Christine Gralow
Christine Gralow
Christine Gralow

Christine Gralow is a journalist and educator.

After graduating from U.C. Berkeley with a master’s degree in journalism and completing a summer fellowship with Bloomberg News in Singapore, Christine Gralow made a career detour and became a special education teacher. While she continued to publish articles periodically, her main career for 20 years was in special education, with a primary focus on autism. Christine taught in New York City, Colorado, and Hawai’i, and she completed a year-long fellowship in Baltimore with the Kennedy Krieger Institute’s Center for Innovation and Leadership in Special Education.

While teaching in the South Bronx, Christine ran a humorous teacher blog that was recognized as a Yahoo! blog of the day. This led to an invitation to write four articles for The New York Times on autism and education. Her piece, “Becoming an Autism Educator” was especially popular.

In Hawai’i, Christine started a community news website, Meanwhile in Hawai’i, with the intention of publishing under-reported stories of interest to the Hawaiian community. Originally meant to be a side project, her research into an alleged cult in her small beach town led to a harrowing investigation into financial and political corruption surrounding her then local congresswoman, current U.S. Director of National Intelligence Tulsi Gabbard. Christine’s independent 2017 investigative series on the Science of Identity cult - in which Gabbard was born, raised, and remains - has been repeatedly acknowledged in national press.

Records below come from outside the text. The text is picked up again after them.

Issue #265, opened 2018-08-05
Create a snackbar message when content got created/updated


dawehner:
Once https://github.com/jsdrupal/drupal-admin-ui/pull/171 is in it would be nice to show a message to the user that the content got updated/created using https://material-ui.com/demos/snackbars/#snackbars

I think we should leverage the text from the existing PHP forms:
```
    if ($insert) {
      $this->logger('content')->notice('@type: added %title.', $context);
      $this->messenger()->addStatus($this->t('@type %title has been created.', $t_args));
    }
    else {
      $this->logger('content')->notice('@type: updated %title.', $context);
      $this->messenger()->addStatus($this->t('@type %title has been updated.', $t_args));
    }
```

porkloin:
I have most of this working, including the following:

- a general purpose snackbar component in the `<Default />` component
- Redux action/reducer for issuing snackbar notifications to the component

However, node save operations don't seem to be working on my local with the a recent code pull (as of 4ish hours ago?) so I'm having some trouble testing issuing a snackbar message on the save operation.

Forgive me if I'm just missing some critical piece of info on how node save is working atm, but once I can get my local working I'd be happy to finish this off!

mattgrill:
I'm pretty sure this is complete now.

PR #289, opened 2018-08-08
General use "Snackbar" component

porkloin:
## Issue

https://github.com/jsdrupal/drupal-admin-ui/issues/265

## Screenshot / UI changes

screen shot 2018-08-08 at 9 03 04 am

## Testing instructions

This is a general-purpose component that can be used for issuing snackbar notifications. The `<SnackbarMessage />` component is mounted at `<Default />` and you can issue a Snackbar notification with `props.summonSnackbar("Snackbar message")`


src/reducers/snackbar.js
```diff
@@ -0,0 +1,28 @@
+import { SUMMON_SNACKBAR, DISMISS_SNACKBAR } from '../actions/snackbar';
+
+export const initialState = {
+  message: '',
+  open: false,
+};
+
+export default (state = initialState, action) => {
+  switch (action.type) {
+    case SUMMON_SNACKBAR: {
```
lauriii: Wondering if there is a better word than summon since it wasn't obvious to me at first without checking a dictionary (I'm a non-native English speaker). How about just OPEN_SNACKBAR?

Maybe a follow-up: we may also want to consider if we want to support setting multiple snackbars simultaneously.

src/actions/snackbar.js
```diff
@@ -0,0 +1,11 @@
+export const SUMMON_SNACKBAR = 'SUMMON_SNACKBAR';
+export const DISMISS_SNACKBAR = 'DISMISS_SNACKBAR';
+
+export const summonSnackbar = message => ({
```
dawehner: I'm wondering whether this should be called snackbar. Snackbar is the "just" the visualization concept, not the underlying idea of showing messages to users. Maybe that's just an OCD thing for me, but maybe using "messages"/"message" in the redux level seems more usable when a different pattern appears.

porkloin: That makes a lot of sense to me – the current terminology kind of shoehorns this into a single-use Redux action/reducer instead of being a generalized interface for issuing messages to the user regardless of the component the message finally renders at. 

With that in mind, I got to grepping around and it looks like we already have setMessage/clearMessage Redux actions that can definitely be utilized to that end with some modifications.

I'm going to throw up another commit here in a sec that refines some of the logic behind the setMessage/clearMessage actions so that they can be more broadly applied.

src/reducers/snackbar.js
porkloin: Great point – a lot of this got swept up into the changes that dawehner mentioned, so the semantics of the messaging should be resolved too. I also made the component work with multiple issued messages!

porkloin:
Alright, so I added another commit which is my second pass at things. I've done the following:

- refactored the setMessage redux action to take `message`, `messageInterface`, and `messageSeverity` as payloads, as well as defaults for `open` (can be used to implement dismissability for banner messages).
- Updated all instances of `<Message>` as `<BannerMessage>` and redux calls to setMessage to use `MESSAGE_INTERFACE_BANNER` to indicate where the message needs to be rendered.
- Updated the `<SnackbarMessage>` component in `<Default>` to render all messages of type `MESSAGE_INTERFACE_BANNER` rather than a single message at a time.

There's still a few todos for me here, namely giving the snackbar notifications an actual way to use the severity level - right now it all renders the same regardless of severity level.

Do we also want to make Banner messages dismissable? With the way the logic of setMessage has been extended it should be pretty straightforward to do.

Lemme know what you guys think!

src/actions/application.js
```diff
@@ -21,21 +24,28 @@ export const SET_MESSAGE = 'SET_MESSAGE';
 
 /**
  *
- * @param {string} message
- * @param type - one of the message constants exported from constants/messages.js
+ * @param {string} message - the message content
+ * @param {string} renderedBy - which of the renderable message areas –
+ *  listed at constants/messages.js
+ * @param {string} severity - the severity level of the message, one of the levels
```
dawehner: Note: the comments seems out of date now

src/actions/snackbar.js
dawehner: Reviewing it again this PR is so much nicer!

src/reducers/application.js
```diff
@@ -43,18 +43,22 @@ export default (state = initialState, action) => {
...
         key: Date.now() + Math.random(),
+        open: true,
       });
       return {
         ...state,
         messages,
       };
     }
     case CLEAR_MESSAGE: {
+      const messages = [...state.messages];
```
dawehner: Should we support clearing all messages somehow?

porkloin: Sure! The next commit (which I just pushed) has that as a feature, and I also removed the now-unnecessary stuff from my original commit (actions/reducers for snackbar).

src/components/02_atoms/InlineMessage/InlineMessage.js
```diff
@@ -0,0 +1,44 @@
...
+  success: css`
+    background-color: #d4edda;
+  `,
+  error: css`
+    background-color: #f8d7da;
+  `,
+};
+
+modifierClassMap = {
+  [MESSAGE_SEVERITY_ERROR]: styles.error,
```
dawehner: Why do we not handle the warning case?

src/components/02_atoms/InlineMessage/InlineMessage.js
```diff
@@ -0,0 +1,44 @@
...
+const Message = ({ message, messageSeverity }) => (
+  <div className={`${styles.message} ${modifierClassMap[messageSeverity]}`}>
+    {message}
+  </div>
+);
+
+Message.propTypes = {
+  message: PropTypes.string.isRequired,
+  messageSeverity: PropTypes.oneOf([
+    MESSAGE_SEVERITY_ERROR,
```
dawehner: I would expect the warning case also be allowed here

Since Gabbard’s nomination and confirmation as U.S. spy chief there has been strong renewed interest in Gralow’s work. In December 2024, she wrote a two-part series for SpyTalk, a publication geared toward the intelligence community. In late January 2025, a front page Wall Street Journal article detailed how Gabbard and Science of Identity hired a shady D.C. publicist to try to suppress a reporter’s work on the cult’s ties to global financial fraud. Christine was that reporter, and Meanwhile in Hawai’i was linked in the article.

Although she still privately consults as an autism specialist, Christine has recently decided that now is a crucial time in the U.S. to return to journalism full-time.